Esta edição de VEJA retrata em cores dramáticas as contradições do Poder Judiciário no Brasil, uma hierarquia imperfeita encarregada de interpretar e aplicar leis que, como mostrou a última capa de VEJA, formam um cipoal de abstrações, quando não de absurdos. A revista foca agora os bastidores da Justiça, onde, longe dos olhos dos brasileiros, se trava uma diuturna luta do bem contra o mal, de juízes honestos e heróicos contra seus pares reféns ou cúmplices do crime organizado. Essa contradição chegou ao ápice com a discussão aberta e corajosa sobre a honestidade dos juízes brasileiros sendo feita publicamente pelas mais altas autoridades do Judiciário em Brasília.
"A magistratura hoje está com gravíssimos problemas de infiltração de bandidos que estão escondidos atrás da toga", disparou Eliana Calmon, corregedora nacional de Justiça. "Em quarenta anos de magistratura nunca li coisa tão grave. É um atentado ao estado democrático de direito", reagiu Cezar Peluso, presidente do Conselho Nacional de Justiça (CNJ), que desafiou
a corregedora a citar casos e nomes, sob o risco de fazer generalizações injustas sobre toda uma classe.
Ainda na semana passada, talvez para evitar decidir no calor da polêmica entre Eliana Calmon e Cezar Peluso, o Supremo Tribunal Federal (STF) resolveu postergar sua decisão sobre quais devem ser os poderes do CNJ no trabalho de vigiar e punir juízes, cujas entidades de classe defendem a tese de que o mau comportamento deles só pode ser punido pelas corregedorías de cada instância.
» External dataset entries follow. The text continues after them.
PR #849, opened 2026-05-11
fix: update indexes on tx/batch commit

nrainhart:
## Description

Batched/transaction writes used to modify indexes, which are shared with "regular" queries. That means e.g. that deleting a row in a tx would also make it disappear from db.one/all queries.

This PR modifies batched/transaction writes to not modify indexes until the batch/tx is committed, and wires batch/tx queries to retrieve these rows from the overlay instead

### DIFF
--- a/crates/jazz-tools/src/query_manager/graph_nodes/index_scan.rs
+++ b/crates/jazz-tools/src/query_manager/graph_nodes/index_scan.rs
@@ -113,7 +113,9 @@ impl IndexScanNode {
             ) else {
                 continue;
             };
-            if row.is_soft_deleted() || row.is_hard_deleted() {
+            if self.column.as_str() == "_id_deleted" && row.is_soft_deleted() {
+                new_ids.insert(row_id);
+            } else if row.is_soft_deleted() || row.is_hard_deleted() {
                 new_ids.remove(&row_id);
             } else if self.overlay_value_matches_condition(row_id, &row.data) {
                 new_ids.insert(row_id);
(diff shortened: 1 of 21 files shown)


crates/jazz-tools/src/query_manager/graph_nodes/index_scan.rs
```diff
@@ -65,11 +69,114 @@ impl IndexScanNode {
...
         &self.output_descriptor
     }
+
+    fn overlay_value_matches_condition(&self, row_id: ObjectId, data: &[u8]) -> bool {
+        let Some(value) = self.overlay_index_value(row_id, data) else {
+            return false;
+        };
+        match &self.condition {
+            ScanCondition::All => true,
+            ScanCondition::Eq(expected) => value == *expected || array_contains(&value, expected),
```
aeplay, line 79: don't we have a more appropriate operator for contains?

aeplay (changes requested):
One issue brought up by codex:

Staged deletes disappear from include_deleted queries" body="When the overlay row is a staged soft delete, `_id_deleted` scans currently remove the row from `new_ids` instead of adding it. `include_deleted` queries are compiled as a union of `_id` and `_id_deleted` scans, so inside a transaction/batch a deleted row is removed from the `_id` scan and never appears in the `_id_deleted` scan. That makes `include_deleted` return less data in the writer's own overlay than the same query would after commit. The `_id_deleted` overlay path should mirror the normal soft-delete index mutation by inserting the staged deleted row for `_id_deleted` scans.

crates/jazz-tools/src/query_manager/graph_nodes/index_scan.rs
aeplay: Not unique to this PR - will address in a follow up

aeplay (approved):

PR #850, opened 2026-05-11
Add repro for worker hydration durability wait

gdorsi:
## What

Adds an expected-failing regression test for the invite durability wait issue described in #828.

The test models the browser runtime case where the main runtime has an older `local` settlement for a batch, then the worker hydrates a stronger `global` settlement for the same batch. The expected behavior is that `waitForBatch(batchId, "edge")` can resolve from the stronger worker-hydrated record.

## Repro steps from #828

1. The chat app creates the initial chat with an `edge` durability wait.
2. The main browser runtime records the new write batch as durable only at `local`.
3. The worker runtime syncs that same batch to the server.
4. The server confirms the batch and the worker observes a stronger settlement, for example `global` durability.
5. The worker hydrates its local batch records back into the main runtime.
6. The main runtime already has a batch record for the same batch id, so `localBatchRecord(batchId)` keeps returning the main runtime's older `local` settlement.
7. `waitForBatch(batchId, "edge")` looks at that older `local` settlement, decides it has not reached `edge`, and stays pending.
8. In the invite test, that means `CreateChatRedirect` stays on `Creating chat...`; the user never reaches the chat view, so the invite flow cannot continue.

## Validation

- `pnpm --filter jazz-tools exec vitest run --config vitest.config.ts src/runtime/client.test.ts -t "worker batch hydration"`
  - Result: 1 expected fail, 31 skipped.

### DIFF
--- a/packages/jazz-tools/src/runtime/client.test.ts
+++ b/packages/jazz-tools/src/runtime/client.test.ts
@@ -252,6 +252,7 @@ describe("JazzClient worker batch hydration", () => {
       }),
     ]);
 
+    // Current result: this still returns the runtime's older "local" settlement.
     expect(client.localBatchRecord(batchId)?.latestSettlement).toMatchObject({
       confirmedTier: "global",
     });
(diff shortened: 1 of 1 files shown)


nrainhart:
Fixed by https://github.com/garden-co/jazz/pull/884

PR #851, opened 2026-05-12
Make contains index scans explicit

aeplay:
## What changed

- Add an explicit `ScanCondition::Contains` for index scans.
- Lower `Condition::Contains` / `filter_contains` to that scan condition instead of scanning all rows.
- Keep equality overlay evaluation as strict equality only.
- Route referenced UUID-array contains scans through the existing expanded index lookup path while keeping that storage detail named as contains behavior.
- Add a runtime overlay regression test proving `filter_contains` sees a staged array-ref row while `filter_eq` does not match array membership.

## Why

PR #849 made local overlay evaluation treat equality as `equals OR array contains`, leaking the physical reference-array index expansion into query semantics. Query semantics already have an explicit contains operator, so equality should not broaden to arbitrary membership.

## Validation

- `cargo fmt --check`
- `pnpm lint`
- `cargo test -p jazz-tools rc_query_local_transaction_overlay_uses_contains_not_eq_for_array_refs -- --nocapture`
- `cargo test -p jazz-tools runtime_core::tests::query_subscription -- --nocapture`
- `cargo test -p jazz-tools query_manager::manager_tests::array_subqueries -- --nocapture`
- `cargo test -p jazz-tools graph_nodes::index_scan -- --nocapture`

## Notes

Attempted `pnpm --filter jazz-tools test:browser tests/browser/db.transaction-reads.test.ts`, but this worktree cannot load the browser Vitest config because `jazz-napi` is unresolved. A broader `pnpm --filter jazz-tools test ...` attempt similarly failed on unresolved `jazz-napi` / `jazz-wasm` and missing built `dist` artifacts.

### DIFF
--- a/crates/jazz-tools/src/query_manager/graph/compile.rs
+++ b/crates/jazz-tools/src/query_manager/graph/compile.rs
@@ -2103,6 +2103,7 @@ fn apply_condition_to_builder(mut builder: QueryBuilder, condition: &Condition) 
 fn condition_to_scan(cond: &Condition) -> ScanCondition {
     match cond {
         Condition::Eq { value, .. } => ScanCondition::Eq(value.clone()),
+        Condition::Contains { value, .. } => ScanCondition::Contains(value.clone()),
         Condition::Lt { value, .. } => ScanCondition::Range {
             min: Bound::Unbounded,
             max: Bound::Excluded(value.clone()),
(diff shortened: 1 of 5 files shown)


nrainhart (approved):

aeplay:
Superseded by the new relational core (#1094). The old `query_manager` index-scan implementation this makes explicit is gone; `contains` semantics now live in `crates/groove`/`crates/jazz`. Any remaining requirement should be expressed as new-core tests rather than landed from this branch.

PR #852, opened 2026-05-12
Cache policy evaluation during server settlement

aeplay:
## Summary

- add a settlement-scoped `PolicyEvalCache` shared across a downstream client's active server-side query settlement generation
- reuse row authorization, inherited reference authorization, and recursive relation recompute results while settling authorized server query scopes
- clear client cache state on dirty recompute/client removal and add regression coverage for stale cache poisoning after initial settlement
- include a patch changeset for `jazz-tools`

## Validation

- `pnpm lint`
- `cargo fmt --check`
- `cargo check -p jazz-tools`
- `cargo test -p jazz-tools server_subscription_policy_eval_cache_is_cleared_after_initial_settlement_and_dirty_recompute -- --nocapture`

### DIFF
--- a/.changeset/policy-eval-settlement-cache.md
+++ b/.changeset/policy-eval-settlement-cache.md
@@ -1,0 +1,5 @@
+---
+"jazz-tools": patch
+---
+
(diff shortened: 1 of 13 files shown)


aeplay:
Closing in favor of #853

PR #853, opened 2026-05-12
Cache policy subexpressions during scope evaluation

aeplay:
## Summary

This keeps server-side authorization work scoped to the places where it is actually needed:

- skip resettling and re-authorizing server subscriptions whose graph is already clean and whose scope has already settled
- reuse the previous `last_scope` for clean subscriptions, while still emitting `QuerySettled` if durability tier progress requires it
- add a short-lived policy subexpression cache for repeated referenced-row authorization work inside a single authorization/scope evaluation pass
- add pass-local recursive relation result reuse keyed by stable relation semantics plus the full seed/input fingerprint

The cache intentionally does not store whole row-access decisions across subscription passes. After avoiding clean subscription recomputation, that broader row cache was no longer useful for the large initial-load path and carried a larger correctness surface.

The remaining cache namespaces are narrower:

- referenced-row authorization (`allowed.toRead(ref)` shape), keyed by branch, referenced row, operation, and evaluation depth
- recursive relation results, keyed by a stable semantic fingerprint for the compiled subgraph/template plus correlation/hop/depth metadata and a full seed fingerprint including tuple content, batch ids, row provenance, and tuple provenance

Both cache namespaces are scoped to the current settlement/evaluation pass. They do not survive into later ticks, so they avoid dependency-tracking and cross-subscription invalidation complexity.

The env-gated policy counters remain so we can keep measuring cache hit/miss behavior while tuning this path.

## Load timing

Using a large downstream app fixture with 39 simultaneous subscriptions and ~20k rows in the largest subscribed table, fresh server per run:

- cache narrowed to one evaluation pass, before clean-scope skip: `26384ms`, `25071ms`
- clean-scope skip with row cache still present: `7474ms`, `7246ms`
- simplified design with no row-access cache: `7094ms`, `7049ms`
- after removing unsafe recursive relation result caching: `14427ms`, `13832ms`
- final pass-local semantic recursive relation cache: `8449ms`, `8411ms`

Final counter shape with semantic recursive relation reuse:

- largest table row access stays to one pass: `19894`
- ref subexpr cache: `21` hits / `30` misses, branch-scoped
- recursive relation cache: `58` hits / `2` misses
- recursive relation evals: `2` actual evaluations per load

## Validation

- `cargo fmt --check`
- `cargo test -p jazz-tools recursive_cache_site_includes_step_semantics`
- `cargo check -p jazz-tools`
- `cargo build -p jazz-tools --bin jazz-tools --features cli`
- `pnpm turbo run build --filter=jazz-wasm --filter=jazz-tools --only`
- pre-commit lefthook clippy/rustfmt


crates/jazz-tools/src/row_format.rs
```diff
@@ -1323,6 +1324,9 @@ pub fn encode_value(value: &Value) -> Vec<u8> {
 /// Encode a Value to binary bytes with type information (needed for Row values).
 pub fn encode_value_with_type(value: &Value, col_type: &ColumnType) -> Vec<u8> {
     match (value, col_type) {
+        (Value::Text(raw), ColumnType::Uuid) => Uuid::parse_str(raw)
+            .map(|uuid| ObjectId::from_uuid(uuid).uuid().as_bytes().to_vec())
+            .unwrap_or_else(|_| encode_value(value)),
```
gdorsi: When `Uuid::parse_str` fails on a `Value::Text`, the fallback calls `encode_value(value)` which writes variable-length UTF-8 bytes into a column expecting exactly 16 UUID bytes. This will produce wrong-length encoded data. 

Should this return an error or encode a sentinel value instead?

crates/jazz-tools/src/query_manager/graph/compile.rs
```diff
@@ -2386,28 +2401,52 @@ fn apply_condition_to_builder(mut builder: QueryBuilder, condition: &Condition)
...
+    table_schema
+        .columns
+        .columns
+        .iter()
+        .find(|descriptor| descriptor.name == column)
+        .map(|descriptor| &descriptor.column_type)
+}
+
+fn normalize_scan_value(value: &Value, column_type: Option<&ColumnType>) -> Value {
+    match (value, column_type) {
```
gdorsi, line 2446: The text-to-UUID normalization in `column_scan_plan` has no dedicated test. The policy side has `test_session_user_id_matches_text_and_uuid_owner_columns`, but nothing covers the analogous index-scanning path.

Could you add one?

crates/jazz-tools/src/query_manager/graph_nodes/policy_eval.rs
```diff
@@ -240,14 +270,7 @@ impl<'a> PolicyContextEvaluator<'a> {
...
             PolicyExpr::ExistsRel { rel } => self.evaluate_exists_rel_with_context(
-                rel,
-                operation == Operation::Select,
-                row,
-                descriptor,
-                table_name,
-                io,
-                row_loader,
-                depth,
+                rel, true, row, descriptor, table_name, io, row_loader, depth,
```
gdorsi: ExistsRel` now hardcodes `structural_scans: true` instead of the previous `operation == Operation::Select`. This means write operations (Insert/Update/Delete) will now use structural scans when they previously did not.

Is this intentional?

crates/jazz-tools/src/query_manager/settlement_eval_cache.rs
```diff
@@ -0,0 +1,83 @@
...
+    pub(crate) fn ref_access_get(&self, key: &RefAccessSubexprKey) -> Option<bool> {
+        self.ref_access.get(key).copied()
+    }
+
+    pub(crate) fn ref_access_insert(&mut self, key: RefAccessSubexprKey, result: bool) {
+        self.ref_access.insert(key, result);
+    }
+
+    pub(crate) fn relation_result_get(&self, key: &RelationSubexprKey) -> Option<AHashSet<Tuple>> {
+        self.relation_results.get(key).cloned()
```
gdorsi, line 45: Shall we use an `Rc` here to wrap the relation result, or is it ok to clone it on each cache hit?

crates/jazz-tools/src/query_manager/graph_nodes/policy_eval.rs
```diff
@@ -343,6 +366,47 @@ impl<'a> PolicyContextEvaluator<'a> {
             _ => return false,
         };
 
+        let cache_key = if depth == 0 && visited.is_empty() {
+            Some(RefAccessSubexprKey {
```
gdorsi, line 365: Is it intentional that the ref-access cache only activates at `depth == 0 && visited.is_empty()`? Since the guard ensures `depth` is always 0 here, `parent_eval_depth` in the cache key is always 1 — so the depth field in the key is effectively unused. Deeper hops (which tend to be the expensive ones in long inheritance chains) are never cached.

crates/jazz-tools/src/query_manager/policy_counters.rs
```diff
@@ -0,0 +1,100 @@
...
+
+static COUNTERS: OnceLock<Mutex<PolicyCounters>> = OnceLock::new();
+
+fn enabled() -> bool {
+    std::env::var_os("JAZZ_POLICY_COUNTERS").is_some()
+}
+
+pub(crate) fn increment(bucket: &'static str, key: impl Into<String>) {
+    if !enabled() {
+        return;
```
gdorsi, line 46: I made the "local telemetry" system to make this kind of debugging easier to setup and more effective.

Advantages:
- batching is already in place
- doesn't print, so it's not as slow
- output is stored in files that can be queried

See https://github.com/garden-co/jazz/tree/main/dev/local-telemetry

If you have some troubles on setting it up, feel free to ping me so we can improve the system.

gdorsi (approved):

crates/jazz-tools/src/query_manager/graph_nodes/policy_eval.rs
aeplay: removed the unused depth field

crates/jazz-tools/src/query_manager/settlement_eval_cache.rs
aeplay: ok to clone until it shows up in profiles. Many clones get optimized away during inlining anyways if short-lived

A reportagem de VEJA investigou o que ocorreu com juízes brasileiros flagrados
de maneira inconteste em escândalos de corrupção na última década. Os repórteres rastrearam o andamento de processos criminais de 39 magistrados pegos em operações da Polícia Federal. Dos 39 envolvidos, 31 foram denunciados à Justiça e apenas sete foram julgados. Dos sete, apenas dois foram condenados, mas ainda recorrem da decisão. Só um está preso, Nícolau dos Santos Neto, o Lalau, mesmo assim domiciliarmente. A reportagem nos leva à conclusão de, que, se a impunidade é regra geral para os parlamentares, ela é lei no Judiciário.
Estava passando da hora de o Brasil encarar essa questão, e é ótimo que ela tenha entrado em ebulição. O Poder Judiciário é o garantidor da ordem, do cumprimento dos contratos e da harmonia social mínima necessária para que uma nação marche na direção correta, rumo ao progresso material e social para a maioria de seus cidadãos. Sem justiça funcional, não existem prosperidade nem democracia. Sem juízes honestos e imparciais, não existe justiça.